L’ouverture des lieux

  Alors que dans le dernier numéro de Manières de voir, l’équipe du Monde diplomatique appelle à « faire sauter le verrou médiatique », on comprend que la réappropriation de l’espace médiatique français est conçue comme la première étape vers l’émancipation politique des personnes (et des biens?). Il s’agit pour Pierre Rimbert et Serge Halimi de fournir les moyens à leurs lecteurs de s’informer en contournant les lieux monopolisés par le pouvoir politique en place, et d’offrir une tribune à repenser la liberté de la presse. L’ouverture du verrou essentiel qu’est le « quatrième pouvoir », mis en place par les industriels et les têtes à penser de la bureaucratie politique, est une condition première au nivellement de la possibilité d’expression.

En ce sens, nous évoquons régulièrement la réappropriation de l’Université par ses « usagers » : ce sont les étudiants et les personnels, enseignants et administratifs, qui sont les plus aptes à faire fonctionner une université libre, dont l’émancipation est gage de la production de savoirs nouveaux et insoumis aux idéologies comme de la diffusion des savoirs anciens et de leurs possibles remises en questions. Donner la possibilité aux étudiants de participer activement à la vie de l’Université en dehors de comités dont l’immense majorité n’a pas vent – par manque d’une information transparente, nous y reviendrons – c’est encore suivre ce principe d’ouverture des lieux.

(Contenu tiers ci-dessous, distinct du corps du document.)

PR #10530, opened 2026-08-11
ICD-10-CM chapter XVII (Q00-Q99) alignment: analysis, 9 predicate fixes, 16 new mappings

cmungall:
Aligns Mondo with ICD-10-CM chapter XVII (Q00–Q99, congenital malformations). Three commits: an analysis, a defect fix, and a batch of new mappings. **25 xref changes** in `mondo-edit.obo`.

## Why

Mondo references 494 of the 1067 Q codes, but that overstates the alignment badly. Of ~2880 `xref: ICD10CM:Q*` assertions, only **161 were curated equivalences**. The rest carry inherited Orphanet/DOID provenance (`{source="Orphanet:2695"}`) with *no mapping predicate at all*. The dominant real relationship is many-Mondo-diseases → one coarse ICD bucket, i.e. `skos:broadMatch`.

### 1. `4ca57c324` — analysis (no ontology changes)

`src/ontology/analysis/icd10cm-q-alignment/` — a README plus five TSVs and the generating script. Classifies all 1067 Q codes into scope buckets:

| Bucket | n | In scope |
|---|---:|---|
| DISEASE | 439 | yes |
| RESIDUAL | 357 | no — "unspecified"/"other specified" has no stable extension |
| LATERALITY | 107 | no — Mondo doesn't model laterality |
| CONTAINER | 80 | broadMatch only |
| PHENOTYPE | 72 | policy decision needed (HPO covers these) |
| BLOCK | 12 | broadMatch only |

Codes are bucketed by **label, not hierarchy position**: `Q35 Cleft palate` has five children and is still exactly `MONDO:0016064`.

### 2. `da9438c99` — 9 mapping-predicate defects

Eight `equivalentTo` assertions demoted to `mondoIsNarrowerThanSource` (exports as `skos:broadMatch`), each targeting a block, residual or container code that cannot have an exact equivalent — e.g. `Q00-Q99 Congenital malformations, deformations and chromosomal abnormalities` was asserted equivalent to `MONDO:0021147 disorder of development or morphogenesis`.

Plus `MONDO:0031322 triopia`, which carried `source="MONDO:mondoIsNarrowerThanSource."` — a **trailing period**. The malformed qualifier is unparseable and silently dropped the mapping from the broadMatch SSSOM export.

### 3. `5432246be` — 13 exactMatches + 3 promotions

New `MONDO:equivalentTo` xrefs for 13 Q codes that had none, all matching on the ICD label or an official ICD inclusion term (`Q87.83` Bardet-Biedl, `Q85.83` von Hippel-Lindau, `Q93.52` Phelan-McDermid, `Q44.71` Alagille, …). Plus 3 promotions of provenance-only xrefs already 1:1 with label agreement and carrying Orphanet's `/e` exact qualifier.

Q-code `MONDO:equivalentTo` count: **161 → 169**.

## New convention: xref labels

`xref: ICD10CM:Q87.83 {source="..."}` isn't checkable without a code lookup. Three styles were tested through the real NORM pipeline on the full 44 MB edit file:

| Style | Survives NORM? |
|---|---|
| `xref: ICD10CM:Q87.83 {source="..."} ! Bardet-Biedl syndrome` | ❌ **silently stripped** |
| `xref: ICD10CM:Q87.86 "Kleefstra syndrome"` | ✅ preserved |
| `xref: ICD10CM:Q93.52 "Phelan-McDermid syndrome" {source="..."}` | ✅ both preserved |

The trailing `!` comment familiar from `is_a` lines does **not** work on xrefs. The OBO-native quoted description does, round-tripping to `Annotation(rdfs:label "...")` on the `hasDbXref` axiom.

This repo had **zero** prior uses of the quoted form, so this PR introduces it (25 uses). Flagging explicitly in case reviewers want a different convention before it spreads.

## Worth knowing

**Superseded-parent pattern.** 10 of the 13 newly-mapped terms already xreffed the *parent* ICD code. ICD-10-CM has been carving named syndromes out of residual buckets like `Q87.8` into their own codes, and Mondo's inherited mappings still point at the superseded parent. Those parent xrefs are **left untouched** here — being unqualified they export as `oboInOwl:hasDbXref`, not a semantic mapping, so they don't contradict the new exactMatch. Retiring or demoting them belongs with the bulk predicate pass.

**Not addressed:** the 2412 provenance-only xrefs that should carry `broadMatch`, 142 new-term candidates, and the phenotype policy question (72 codes where HPO has the term and Mondo doesn't — e.g. `Q13.5 Blue sclera` = `HP:0000592`). The phenotype decision gates the largest downstream chunk.

## Validation

`make NORM` (run natively as `owltools --merge-axiom-annotations` + `robot convert`, since docker was unavailable) applied cleanly at each step; `robot convert` parses; stanza count unchanged at 36005; the diff is exactly the intended lines with no reformatting churn.

🤖 Generated with [Claude Code](https://claude.com/claude-code)


cmungall:
I wasn't done with this and made the PR too early closing for now to avoid confusion [human]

Dans le « monde du travail » cantonné à la production de la rentabilité, comme dans une sphère inviolable, qui n’est en fait que l’émanation d’une idéologie minoritaire qui a su s’imposer en confisquant les lieux du pouvoir, de nombreuses voix s’élèvent également pour l’émancipation du travail, la remise du pouvoir réel entre les mains de ceux qui produisent. Ce ne sont pas les moyens de production contrairement à ce qu’a pu mettre en avant la pensée alternative dominante du XXe siècle, qu’il faut restituer aux travailleurs – car la matière échappe à tous – mais les moyens de conception. C’est en partant du principe que ceux qui vivent et travaillent quelque part, sont les plus aptes à déterminer ce que sont leurs besoins et les pratiques qui y répondent, que l’ouverture des lieux du travail pourra se faire.

La question de l’espace public

  Mais il reste encore un lieu dont la réappropriation par ses « usagers » est conceptuellement placée loin des enjeux de pouvoir par ceux qui le détiennent. Faut-il donner une autre preuve que le nom qu’on lui assigne : « l’espace public » ? Cet espace, qui devrait être le lieu premier de la vie sociale, celui ou les liens entre les personnes et leurs idées doivent se nouer, est aujourd’hui conçu et transformé par les pouvoirs « publics » comme un espace de distribution des espaces privés. La propagande a tellement bien fonctionné – faut-il préciser que par le biais de la télévision, elle a déversée l’esprit de la publicité de la vie politique dans les espaces privés – qu’aujourd’hui les riverains ont la primauté de la dénonciation alors qu’eux-même choisissent de ne pas investir politiquement les espaces qu’ils dédient à la circulation des biens et des personnes [1]. Dans ces espaces là aussi, nous sommes réduits au statut d’usagers.

Nous nous trouvons aujourd’hui face à une levée réactionnaire dès lors qu’il s’agit de se réapproprier les espaces – qui sont à nous ! – de la vie quotidienne, et la tentation d’aseptisation de l’espace urbain est devenue autogène, puisque les interactions entre inconnus se présentent désormais pour la plupart comme des « sollicitations », avec comme effets de surface l’évitement du dialogue, le sentiment de la possession individuel des espaces collectifs, et comme effets de fond l’opposition mentale entre ceux qui possèdent et ceux qui ne possèdent pas, une cigarette, un euro, un travail, un logement, une famille. C’est en vertu de cette même désolidarisation que la loi « Travail » menace de mettre en porte-à-faux par une concurrence malhonnête, ceux qui ont un emploi, et ceux qui n’en n’ont pas, pour faire oublier le processus d’asservissement auquel elle œuvre.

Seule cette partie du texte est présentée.